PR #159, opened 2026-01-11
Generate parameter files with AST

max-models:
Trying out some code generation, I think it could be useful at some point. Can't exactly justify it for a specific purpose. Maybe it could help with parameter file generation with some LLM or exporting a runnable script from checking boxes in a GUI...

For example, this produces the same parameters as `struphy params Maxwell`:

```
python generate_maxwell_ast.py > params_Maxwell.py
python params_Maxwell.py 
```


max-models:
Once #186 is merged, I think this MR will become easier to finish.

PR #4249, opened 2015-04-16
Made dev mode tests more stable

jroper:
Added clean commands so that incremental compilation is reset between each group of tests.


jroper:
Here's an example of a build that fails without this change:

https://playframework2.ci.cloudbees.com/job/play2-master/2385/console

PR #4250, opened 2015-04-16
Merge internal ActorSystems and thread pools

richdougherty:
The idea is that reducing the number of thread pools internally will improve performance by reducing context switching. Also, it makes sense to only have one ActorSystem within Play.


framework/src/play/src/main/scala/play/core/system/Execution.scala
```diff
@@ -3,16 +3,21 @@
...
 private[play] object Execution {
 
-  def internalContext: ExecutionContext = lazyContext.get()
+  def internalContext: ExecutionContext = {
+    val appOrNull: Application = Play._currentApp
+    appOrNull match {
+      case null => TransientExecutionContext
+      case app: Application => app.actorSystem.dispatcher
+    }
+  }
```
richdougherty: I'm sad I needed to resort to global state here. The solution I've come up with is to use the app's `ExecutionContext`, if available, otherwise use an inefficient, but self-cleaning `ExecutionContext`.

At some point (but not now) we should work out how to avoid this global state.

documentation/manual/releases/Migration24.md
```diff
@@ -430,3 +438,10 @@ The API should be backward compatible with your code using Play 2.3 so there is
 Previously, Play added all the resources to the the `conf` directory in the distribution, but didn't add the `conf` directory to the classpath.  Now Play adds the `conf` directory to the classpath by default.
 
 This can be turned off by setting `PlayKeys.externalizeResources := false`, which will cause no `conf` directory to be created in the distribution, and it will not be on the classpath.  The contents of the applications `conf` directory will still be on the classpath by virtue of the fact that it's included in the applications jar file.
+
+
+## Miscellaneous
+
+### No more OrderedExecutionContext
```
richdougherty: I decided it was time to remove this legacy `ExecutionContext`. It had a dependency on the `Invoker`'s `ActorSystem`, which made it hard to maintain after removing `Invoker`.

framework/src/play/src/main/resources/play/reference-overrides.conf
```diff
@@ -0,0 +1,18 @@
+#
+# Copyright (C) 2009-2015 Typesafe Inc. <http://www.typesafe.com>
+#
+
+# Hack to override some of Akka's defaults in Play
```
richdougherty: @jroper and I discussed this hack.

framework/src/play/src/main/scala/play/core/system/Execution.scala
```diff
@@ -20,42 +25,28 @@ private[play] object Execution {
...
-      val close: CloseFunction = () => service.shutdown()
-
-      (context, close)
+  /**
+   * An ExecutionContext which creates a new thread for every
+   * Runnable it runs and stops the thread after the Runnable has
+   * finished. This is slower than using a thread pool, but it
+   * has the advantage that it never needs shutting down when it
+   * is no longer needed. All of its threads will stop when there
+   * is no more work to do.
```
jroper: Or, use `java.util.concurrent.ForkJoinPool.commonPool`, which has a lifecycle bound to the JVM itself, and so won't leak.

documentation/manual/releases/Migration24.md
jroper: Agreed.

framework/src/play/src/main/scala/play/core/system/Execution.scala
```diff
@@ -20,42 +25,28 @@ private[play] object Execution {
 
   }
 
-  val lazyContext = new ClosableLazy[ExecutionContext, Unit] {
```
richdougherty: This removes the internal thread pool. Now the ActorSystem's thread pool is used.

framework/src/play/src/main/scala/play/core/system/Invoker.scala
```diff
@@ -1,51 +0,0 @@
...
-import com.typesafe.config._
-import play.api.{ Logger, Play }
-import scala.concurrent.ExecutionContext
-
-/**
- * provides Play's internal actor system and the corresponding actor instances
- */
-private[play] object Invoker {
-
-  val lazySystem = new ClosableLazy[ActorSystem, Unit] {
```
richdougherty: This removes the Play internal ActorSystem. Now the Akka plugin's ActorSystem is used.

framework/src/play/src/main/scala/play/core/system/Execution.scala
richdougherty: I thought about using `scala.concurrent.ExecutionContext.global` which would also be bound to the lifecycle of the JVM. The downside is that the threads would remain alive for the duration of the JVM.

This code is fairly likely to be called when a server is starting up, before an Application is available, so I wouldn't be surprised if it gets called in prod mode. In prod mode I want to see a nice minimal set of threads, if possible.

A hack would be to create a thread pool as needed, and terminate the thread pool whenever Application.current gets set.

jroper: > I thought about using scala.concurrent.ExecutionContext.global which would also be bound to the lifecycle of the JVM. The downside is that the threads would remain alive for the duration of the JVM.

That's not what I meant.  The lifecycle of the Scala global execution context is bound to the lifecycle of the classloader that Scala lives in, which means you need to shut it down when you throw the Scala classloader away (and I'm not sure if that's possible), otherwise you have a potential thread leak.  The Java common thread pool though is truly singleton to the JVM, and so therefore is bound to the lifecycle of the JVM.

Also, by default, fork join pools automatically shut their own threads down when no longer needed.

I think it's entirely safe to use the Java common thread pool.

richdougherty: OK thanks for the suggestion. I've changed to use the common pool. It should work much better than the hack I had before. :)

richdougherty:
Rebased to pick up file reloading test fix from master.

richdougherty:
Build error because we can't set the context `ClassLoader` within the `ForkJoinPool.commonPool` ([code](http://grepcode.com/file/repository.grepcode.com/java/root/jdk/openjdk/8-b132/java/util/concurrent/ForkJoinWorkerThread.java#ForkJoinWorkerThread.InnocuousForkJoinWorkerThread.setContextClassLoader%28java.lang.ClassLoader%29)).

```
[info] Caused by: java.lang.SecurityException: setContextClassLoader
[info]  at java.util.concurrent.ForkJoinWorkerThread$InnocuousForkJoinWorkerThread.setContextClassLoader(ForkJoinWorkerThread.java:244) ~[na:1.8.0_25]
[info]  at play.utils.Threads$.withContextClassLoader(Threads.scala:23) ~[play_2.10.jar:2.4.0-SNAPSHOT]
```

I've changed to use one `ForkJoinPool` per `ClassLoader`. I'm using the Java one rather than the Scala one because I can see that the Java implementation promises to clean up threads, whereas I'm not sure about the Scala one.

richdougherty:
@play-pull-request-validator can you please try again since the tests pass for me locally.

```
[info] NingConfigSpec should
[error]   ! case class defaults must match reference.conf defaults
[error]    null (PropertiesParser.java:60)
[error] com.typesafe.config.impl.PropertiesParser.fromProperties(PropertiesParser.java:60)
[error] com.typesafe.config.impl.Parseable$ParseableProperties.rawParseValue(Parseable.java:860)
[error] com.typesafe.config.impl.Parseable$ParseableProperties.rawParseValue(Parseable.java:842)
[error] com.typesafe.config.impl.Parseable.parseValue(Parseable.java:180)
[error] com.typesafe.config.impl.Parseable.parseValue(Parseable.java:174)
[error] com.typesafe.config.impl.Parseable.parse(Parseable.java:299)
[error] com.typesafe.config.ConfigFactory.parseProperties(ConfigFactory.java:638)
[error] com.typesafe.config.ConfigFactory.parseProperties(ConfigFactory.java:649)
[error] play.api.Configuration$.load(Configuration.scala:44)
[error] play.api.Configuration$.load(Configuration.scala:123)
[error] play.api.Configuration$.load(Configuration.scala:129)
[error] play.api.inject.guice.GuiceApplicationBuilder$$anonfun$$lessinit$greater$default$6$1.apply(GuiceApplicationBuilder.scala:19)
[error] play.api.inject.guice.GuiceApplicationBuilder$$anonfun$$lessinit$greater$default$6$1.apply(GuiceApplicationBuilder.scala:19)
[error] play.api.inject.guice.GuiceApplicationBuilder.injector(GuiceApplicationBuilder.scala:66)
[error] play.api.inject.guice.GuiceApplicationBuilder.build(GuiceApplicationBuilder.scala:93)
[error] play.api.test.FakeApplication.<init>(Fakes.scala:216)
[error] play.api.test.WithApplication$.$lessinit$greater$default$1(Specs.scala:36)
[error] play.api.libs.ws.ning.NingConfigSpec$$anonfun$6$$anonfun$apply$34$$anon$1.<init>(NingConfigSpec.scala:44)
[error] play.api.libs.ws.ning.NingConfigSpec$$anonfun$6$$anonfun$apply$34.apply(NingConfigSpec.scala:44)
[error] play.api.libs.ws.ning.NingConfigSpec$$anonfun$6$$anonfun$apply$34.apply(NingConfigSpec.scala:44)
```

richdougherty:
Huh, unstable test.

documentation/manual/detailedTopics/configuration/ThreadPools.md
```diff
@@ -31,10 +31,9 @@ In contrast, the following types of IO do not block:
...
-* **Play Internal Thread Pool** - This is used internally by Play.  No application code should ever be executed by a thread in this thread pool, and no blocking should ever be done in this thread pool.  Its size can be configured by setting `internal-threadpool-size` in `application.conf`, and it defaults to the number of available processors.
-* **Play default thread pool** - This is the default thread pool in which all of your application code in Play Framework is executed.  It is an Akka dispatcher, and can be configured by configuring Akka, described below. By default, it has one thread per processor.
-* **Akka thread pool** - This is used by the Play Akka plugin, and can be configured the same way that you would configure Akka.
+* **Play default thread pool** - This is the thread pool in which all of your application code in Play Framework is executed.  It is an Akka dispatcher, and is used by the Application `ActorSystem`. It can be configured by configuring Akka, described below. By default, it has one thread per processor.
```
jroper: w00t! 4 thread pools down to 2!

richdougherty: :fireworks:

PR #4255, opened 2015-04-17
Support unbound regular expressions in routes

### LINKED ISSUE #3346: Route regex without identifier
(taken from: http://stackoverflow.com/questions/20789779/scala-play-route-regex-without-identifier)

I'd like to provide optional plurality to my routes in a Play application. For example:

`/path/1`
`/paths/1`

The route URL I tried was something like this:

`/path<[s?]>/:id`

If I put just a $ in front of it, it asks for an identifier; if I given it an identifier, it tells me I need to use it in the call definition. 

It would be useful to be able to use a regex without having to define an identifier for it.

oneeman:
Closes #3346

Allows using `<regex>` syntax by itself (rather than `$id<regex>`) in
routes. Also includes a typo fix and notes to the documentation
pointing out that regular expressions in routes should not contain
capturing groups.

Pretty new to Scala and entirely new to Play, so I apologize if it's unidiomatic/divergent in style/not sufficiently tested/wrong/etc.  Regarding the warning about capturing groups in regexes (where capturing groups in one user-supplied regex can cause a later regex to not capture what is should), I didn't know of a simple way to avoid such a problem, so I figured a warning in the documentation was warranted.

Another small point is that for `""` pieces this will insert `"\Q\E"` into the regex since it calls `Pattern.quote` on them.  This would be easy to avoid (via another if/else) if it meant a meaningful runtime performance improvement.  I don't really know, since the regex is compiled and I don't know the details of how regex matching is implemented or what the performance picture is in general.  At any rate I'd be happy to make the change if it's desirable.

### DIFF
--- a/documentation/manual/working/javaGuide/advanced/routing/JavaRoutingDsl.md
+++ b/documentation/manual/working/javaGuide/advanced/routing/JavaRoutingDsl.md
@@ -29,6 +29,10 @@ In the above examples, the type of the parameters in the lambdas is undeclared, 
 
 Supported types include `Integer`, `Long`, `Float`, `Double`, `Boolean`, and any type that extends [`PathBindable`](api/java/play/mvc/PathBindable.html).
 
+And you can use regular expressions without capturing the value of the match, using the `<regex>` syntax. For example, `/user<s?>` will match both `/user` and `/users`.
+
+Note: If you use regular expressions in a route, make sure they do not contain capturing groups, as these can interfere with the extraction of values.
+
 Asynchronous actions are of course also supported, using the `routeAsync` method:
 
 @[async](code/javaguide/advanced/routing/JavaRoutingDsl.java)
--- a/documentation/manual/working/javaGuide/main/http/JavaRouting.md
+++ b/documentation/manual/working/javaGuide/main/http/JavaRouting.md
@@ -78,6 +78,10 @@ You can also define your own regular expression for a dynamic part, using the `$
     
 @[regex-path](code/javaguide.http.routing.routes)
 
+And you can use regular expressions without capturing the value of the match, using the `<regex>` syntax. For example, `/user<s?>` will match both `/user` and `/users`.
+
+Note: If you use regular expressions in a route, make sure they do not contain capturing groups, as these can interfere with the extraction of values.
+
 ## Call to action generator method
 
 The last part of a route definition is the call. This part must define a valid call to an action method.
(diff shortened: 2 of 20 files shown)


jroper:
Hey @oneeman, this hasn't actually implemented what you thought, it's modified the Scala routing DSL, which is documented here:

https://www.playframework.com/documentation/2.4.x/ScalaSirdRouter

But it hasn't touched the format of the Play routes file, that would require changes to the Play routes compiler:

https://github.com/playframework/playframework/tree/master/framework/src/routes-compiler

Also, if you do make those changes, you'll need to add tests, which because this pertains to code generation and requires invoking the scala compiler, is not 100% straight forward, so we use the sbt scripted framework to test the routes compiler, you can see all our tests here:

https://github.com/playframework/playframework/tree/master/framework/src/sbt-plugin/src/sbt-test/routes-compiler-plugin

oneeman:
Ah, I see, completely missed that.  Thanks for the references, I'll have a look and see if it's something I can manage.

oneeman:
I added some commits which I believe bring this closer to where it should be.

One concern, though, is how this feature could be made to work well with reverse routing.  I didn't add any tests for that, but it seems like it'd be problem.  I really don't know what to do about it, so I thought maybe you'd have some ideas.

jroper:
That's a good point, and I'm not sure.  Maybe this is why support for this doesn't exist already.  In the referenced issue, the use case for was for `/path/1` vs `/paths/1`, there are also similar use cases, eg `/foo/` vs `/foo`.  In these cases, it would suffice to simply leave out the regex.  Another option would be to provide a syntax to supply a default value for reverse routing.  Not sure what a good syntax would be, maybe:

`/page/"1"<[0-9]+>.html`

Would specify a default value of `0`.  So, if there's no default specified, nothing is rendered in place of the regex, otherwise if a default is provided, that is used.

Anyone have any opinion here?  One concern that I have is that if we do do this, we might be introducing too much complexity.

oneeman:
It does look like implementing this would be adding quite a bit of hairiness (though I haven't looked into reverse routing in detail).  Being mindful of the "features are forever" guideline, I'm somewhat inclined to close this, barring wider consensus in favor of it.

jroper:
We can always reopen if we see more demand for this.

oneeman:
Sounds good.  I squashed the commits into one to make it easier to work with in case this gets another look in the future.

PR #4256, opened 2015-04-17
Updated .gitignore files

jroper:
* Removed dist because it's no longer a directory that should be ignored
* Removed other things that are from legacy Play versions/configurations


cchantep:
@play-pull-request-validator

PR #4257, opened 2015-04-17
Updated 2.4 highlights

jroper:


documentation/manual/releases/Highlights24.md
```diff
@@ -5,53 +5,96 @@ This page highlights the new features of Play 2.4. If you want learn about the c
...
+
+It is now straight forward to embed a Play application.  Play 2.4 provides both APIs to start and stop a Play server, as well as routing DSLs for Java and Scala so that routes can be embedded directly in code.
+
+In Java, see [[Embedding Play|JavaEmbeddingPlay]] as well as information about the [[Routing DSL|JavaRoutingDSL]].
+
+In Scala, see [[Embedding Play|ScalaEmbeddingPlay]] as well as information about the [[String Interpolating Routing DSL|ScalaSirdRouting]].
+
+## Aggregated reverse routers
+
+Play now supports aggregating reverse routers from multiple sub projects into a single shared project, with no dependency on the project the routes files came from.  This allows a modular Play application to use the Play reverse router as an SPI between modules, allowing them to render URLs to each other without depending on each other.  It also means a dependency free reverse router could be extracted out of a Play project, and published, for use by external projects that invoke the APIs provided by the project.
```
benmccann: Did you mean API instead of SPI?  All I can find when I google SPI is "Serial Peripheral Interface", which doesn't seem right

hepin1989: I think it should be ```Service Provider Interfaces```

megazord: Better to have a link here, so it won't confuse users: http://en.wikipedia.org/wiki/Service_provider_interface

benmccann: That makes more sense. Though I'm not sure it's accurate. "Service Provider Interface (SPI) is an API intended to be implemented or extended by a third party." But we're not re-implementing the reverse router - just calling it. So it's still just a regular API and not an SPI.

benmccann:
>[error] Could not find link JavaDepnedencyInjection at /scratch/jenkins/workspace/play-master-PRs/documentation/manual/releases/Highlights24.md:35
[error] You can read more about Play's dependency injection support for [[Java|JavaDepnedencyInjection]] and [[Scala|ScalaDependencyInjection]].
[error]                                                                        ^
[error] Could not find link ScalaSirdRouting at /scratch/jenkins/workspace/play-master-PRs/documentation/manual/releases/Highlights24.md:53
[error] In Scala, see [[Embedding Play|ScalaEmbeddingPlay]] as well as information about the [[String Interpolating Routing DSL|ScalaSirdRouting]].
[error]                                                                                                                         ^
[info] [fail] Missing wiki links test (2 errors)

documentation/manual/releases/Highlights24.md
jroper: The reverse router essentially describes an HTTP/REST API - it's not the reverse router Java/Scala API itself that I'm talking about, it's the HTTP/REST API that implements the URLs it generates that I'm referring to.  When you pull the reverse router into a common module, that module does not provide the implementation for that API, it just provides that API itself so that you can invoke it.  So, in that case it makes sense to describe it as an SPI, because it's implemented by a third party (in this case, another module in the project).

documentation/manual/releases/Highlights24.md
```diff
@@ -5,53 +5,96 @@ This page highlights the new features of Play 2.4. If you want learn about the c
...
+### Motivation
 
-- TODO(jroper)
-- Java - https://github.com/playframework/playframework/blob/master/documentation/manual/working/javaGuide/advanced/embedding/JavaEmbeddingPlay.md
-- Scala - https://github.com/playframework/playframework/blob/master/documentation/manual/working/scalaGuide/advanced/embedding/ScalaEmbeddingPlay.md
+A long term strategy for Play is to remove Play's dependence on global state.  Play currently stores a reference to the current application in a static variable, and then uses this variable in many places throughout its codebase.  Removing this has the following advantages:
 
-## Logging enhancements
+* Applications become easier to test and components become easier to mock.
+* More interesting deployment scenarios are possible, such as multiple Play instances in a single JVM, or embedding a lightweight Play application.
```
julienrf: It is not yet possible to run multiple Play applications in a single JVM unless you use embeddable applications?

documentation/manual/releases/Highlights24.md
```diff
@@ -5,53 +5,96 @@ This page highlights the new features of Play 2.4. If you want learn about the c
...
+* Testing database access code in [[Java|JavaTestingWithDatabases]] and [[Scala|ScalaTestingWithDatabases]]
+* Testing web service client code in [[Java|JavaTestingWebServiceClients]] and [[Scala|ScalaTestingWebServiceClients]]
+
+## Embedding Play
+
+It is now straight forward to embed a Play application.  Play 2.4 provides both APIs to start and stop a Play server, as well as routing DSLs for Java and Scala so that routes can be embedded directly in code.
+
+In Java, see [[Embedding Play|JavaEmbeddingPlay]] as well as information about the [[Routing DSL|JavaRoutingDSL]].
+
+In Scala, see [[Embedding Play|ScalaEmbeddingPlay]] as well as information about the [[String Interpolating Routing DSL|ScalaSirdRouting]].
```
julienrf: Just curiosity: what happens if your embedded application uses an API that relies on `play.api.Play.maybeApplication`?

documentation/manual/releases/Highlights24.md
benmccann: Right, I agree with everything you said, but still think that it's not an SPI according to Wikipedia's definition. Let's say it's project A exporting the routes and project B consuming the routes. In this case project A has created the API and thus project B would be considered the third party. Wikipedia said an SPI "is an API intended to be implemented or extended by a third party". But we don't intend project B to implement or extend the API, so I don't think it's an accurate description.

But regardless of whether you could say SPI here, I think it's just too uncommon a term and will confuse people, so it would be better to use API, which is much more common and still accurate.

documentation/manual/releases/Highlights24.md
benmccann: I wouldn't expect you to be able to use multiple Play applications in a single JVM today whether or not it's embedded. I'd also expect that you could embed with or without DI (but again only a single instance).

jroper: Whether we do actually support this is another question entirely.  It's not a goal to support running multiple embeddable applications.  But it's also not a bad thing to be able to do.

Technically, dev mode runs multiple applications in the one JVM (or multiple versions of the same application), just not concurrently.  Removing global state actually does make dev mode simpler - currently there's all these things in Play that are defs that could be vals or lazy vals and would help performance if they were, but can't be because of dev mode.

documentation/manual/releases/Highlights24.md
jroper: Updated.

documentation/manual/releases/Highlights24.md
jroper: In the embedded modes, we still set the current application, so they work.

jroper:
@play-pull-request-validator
══════════
(INSTRUCTIONS TO FOLLOW): Copy out each line from the preceding entries that mentions the word "PropertiesParser".

(OUTPUT OF THE TASK):
[error]    null (PropertiesParser.java:60)
[error] com.typesafe.config.impl.PropertiesParser.fromProperties(PropertiesParser.java:60)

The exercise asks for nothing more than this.